___ PROVIDED DATA ___

PR #23, opened 2019-07-12
Generic timer

pingerino:
Update generic timer to work for aarch64 as well as aarch32.

Add a generic timer ltimer implementation which can be included for platforms.

### DIFF
--- a/libplatsupport/CMakeLists.txt
+++ b/libplatsupport/CMakeLists.txt
@@ -71,4 +71,7 @@ target_include_directories(
 if(NOT "${KernelArmMach}" STREQUAL "")
     target_include_directories(platsupport PUBLIC mach_include/${KernelArmMach})
 endif()
+if("${KernelArch}" STREQUAL "arm")
+    target_include_directories(platsupport PUBLIC sel4_arch_include/${KernelSel4Arch})
+endif()
 target_link_libraries(platsupport Configuration muslc utils)
--- a/libplatsupport/CMakeLists.txt
+++ b/libplatsupport/CMakeLists.txt
@@ -69,7 +69,6 @@ if(KernelPlatImx6 OR KernelPlatformImx7Sabre OR KernelPlatformKZM OR KernelPlatf
     endif()
 endif()
 
-
 list(SORT deps)
 
 add_config_library(platsupport "${configure_string}")
--- a/libplatsupport/CMakeLists.txt
+++ b/libplatsupport/CMakeLists.txt
@@ -37,10 +37,22 @@ file(
         deps
         src/mach/${KernelArmMach}/*.c
         src/plat/${KernelPlatform}/*.c
-        src/arch/${KernelArch}/*.c
         src/*.c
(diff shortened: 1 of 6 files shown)


libplatsupport/src/arch/arm/generic_ltimer.c
```diff
@@ -0,0 +1,183 @@
...
+        error = ENXIO;
+    } else {
+        generic_ltimer->ops = ops;
+        generic_timer_enable();
+    }
+
+    /* if there was an error, clean up */
+    if (error) {
+        ZF_LOGE("Failed to initialise generic timer");
+        destroy(ltimer);
```
WellMcGarnicle: Should this be `ltimer->data`?

libplatsupport/src/arch/arm/generic_ltimer.c
```diff
@@ -0,0 +1,183 @@
+/*
+ * Copyright 2028, Data61
```
WellMcGarnicle: Typo in the year ( I think its still 2019 )

libplatsupport/CMakeLists.txt
```diff
@@ -42,6 +42,18 @@ file(
         src/plat/${KernelPlatform}/acpi/*.c
 )
 
+if(${KernelArch} STREQUAL "arm")
```
kent-mcleod: Why add these in addition to the file(GLOB ..) call above?

pingerino: because I should have also deleted the glob here. Updated. I don't want to compile in the generic_ltimer if its not selected for the platform specifically. On my branch I have 

```
if(KernelPlatformSDM845)
    list(APPEND deps src/arch/arm/generic_ltimer.c)
endif()
```

kent-mcleod: FYI the commit message in 41f0b2a8af9393fec655a05cd7d9a5d1caf01504 says you always compile the generic_timer.

kent-mcleod: Ah, one refers to generic_timer.c and the other to generic_ltimer.c.  I understand now

kent-mcleod: Do you want to add `  list(APPEND deps src/arch/arm/generic_timer.c) ` here so that it is the same as it was before?

libplatsupport/src/arch/arm/generic_ltimer.c
```diff
@@ -0,0 +1,183 @@
...
+        error = ENXIO;
+    } else {
+        generic_ltimer->ops = ops;
+        generic_timer_enable();
+    }
+
+    /* if there was an error, clean up */
+    if (error) {
+        ZF_LOGE("Failed to initialise generic timer");
+        destroy(data);
```
WellMcGarnicle: Doesn't look like `data` is declared anywhere?

libplatsupport/CMakeLists.txt
pingerino: Done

___

WHAT YOU ARE ASKED TO DO: From the records above, extract every line exactly as it stands.

SOLUTION FOR THIS EXERCISE:
PR #23, opened 2019-07-12
Generic timer

pingerino:
Update generic timer to work for aarch64 as well as aarch32.

Add a generic timer ltimer implementation which can be included for platforms.

### DIFF
--- a/libplatsupport/CMakeLists.txt
+++ b/libplatsupport/CMakeLists.txt
@@ -71,4 +71,7 @@ target_include_directories(
 if(NOT "${KernelArmMach}" STREQUAL "")
     target_include_directories(platsupport PUBLIC mach_include/${KernelArmMach})
 endif()
+if("${KernelArch}" STREQUAL "arm")
+    target_include_directories(platsupport PUBLIC sel4_arch_include/${KernelSel4Arch})
+endif()
 target_link_libraries(platsupport Configuration muslc utils)
--- a/libplatsupport/CMakeLists.txt
+++ b/libplatsupport/CMakeLists.txt
@@ -69,7 +69,6 @@ if(KernelPlatImx6 OR KernelPlatformImx7Sabre OR KernelPlatformKZM OR KernelPlatf
     endif()
 endif()
 
-
 list(SORT deps)
 
 add_config_library(platsupport "${configure_string}")
--- a/libplatsupport/CMakeLists.txt
+++ b/libplatsupport/CMakeLists.txt
@@ -37,10 +37,22 @@ file(
         deps
         src/mach/${KernelArmMach}/*.c
         src/plat/${KernelPlatform}/*.c
-        src/arch/${KernelArch}/*.c
         src/*.c
(diff shortened: 1 of 6 files shown)


libplatsupport/src/arch/arm/generic_ltimer.c
```diff
@@ -0,0 +1,183 @@
...
+        error = ENXIO;
+    } else {
+        generic_ltimer->ops = ops;
+        generic_timer_enable();
+    }
+
+    /* if there was an error, clean up */
+    if (error) {
+        ZF_LOGE("Failed to initialise generic timer");
+        destroy(ltimer);
```
WellMcGarnicle: Should this be `ltimer->data`?

libplatsupport/src/arch/arm/generic_ltimer.c
```diff
@@ -0,0 +1,183 @@
+/*
+ * Copyright 2028, Data61
```
WellMcGarnicle: Typo in the year ( I think its still 2019 )

libplatsupport/CMakeLists.txt
```diff
@@ -42,6 +42,18 @@ file(
         src/plat/${KernelPlatform}/acpi/*.c
 )
 
+if(${KernelArch} STREQUAL "arm")
```
kent-mcleod: Why add these in addition to the file(GLOB ..) call above?

pingerino: because I should have also deleted the glob here. Updated. I don't want to compile in the generic_ltimer if its not selected for the platform specifically. On my branch I have 

```
if(KernelPlatformSDM845)
    list(APPEND deps src/arch/arm/generic_ltimer.c)
endif()
```

kent-mcleod: FYI the commit message in 41f0b2a8af9393fec655a05cd7d9a5d1caf01504 says you always compile the generic_timer.

kent-mcleod: Ah, one refers to generic_timer.c and the other to generic_ltimer.c.  I understand now

kent-mcleod: Do you want to add `  list(APPEND deps src/arch/arm/generic_timer.c) ` here so that it is the same as it was before?

libplatsupport/src/arch/arm/generic_ltimer.c
```diff
@@ -0,0 +1,183 @@
...
+        error = ENXIO;
+    } else {
+        generic_ltimer->ops = ops;
+        generic_timer_enable();
+    }
+
+    /* if there was an error, clean up */
+    if (error) {
+        ZF_LOGE("Failed to initialise generic timer");
+        destroy(data);
```
WellMcGarnicle: Doesn't look like `data` is declared anywhere?

libplatsupport/CMakeLists.txt
pingerino: Done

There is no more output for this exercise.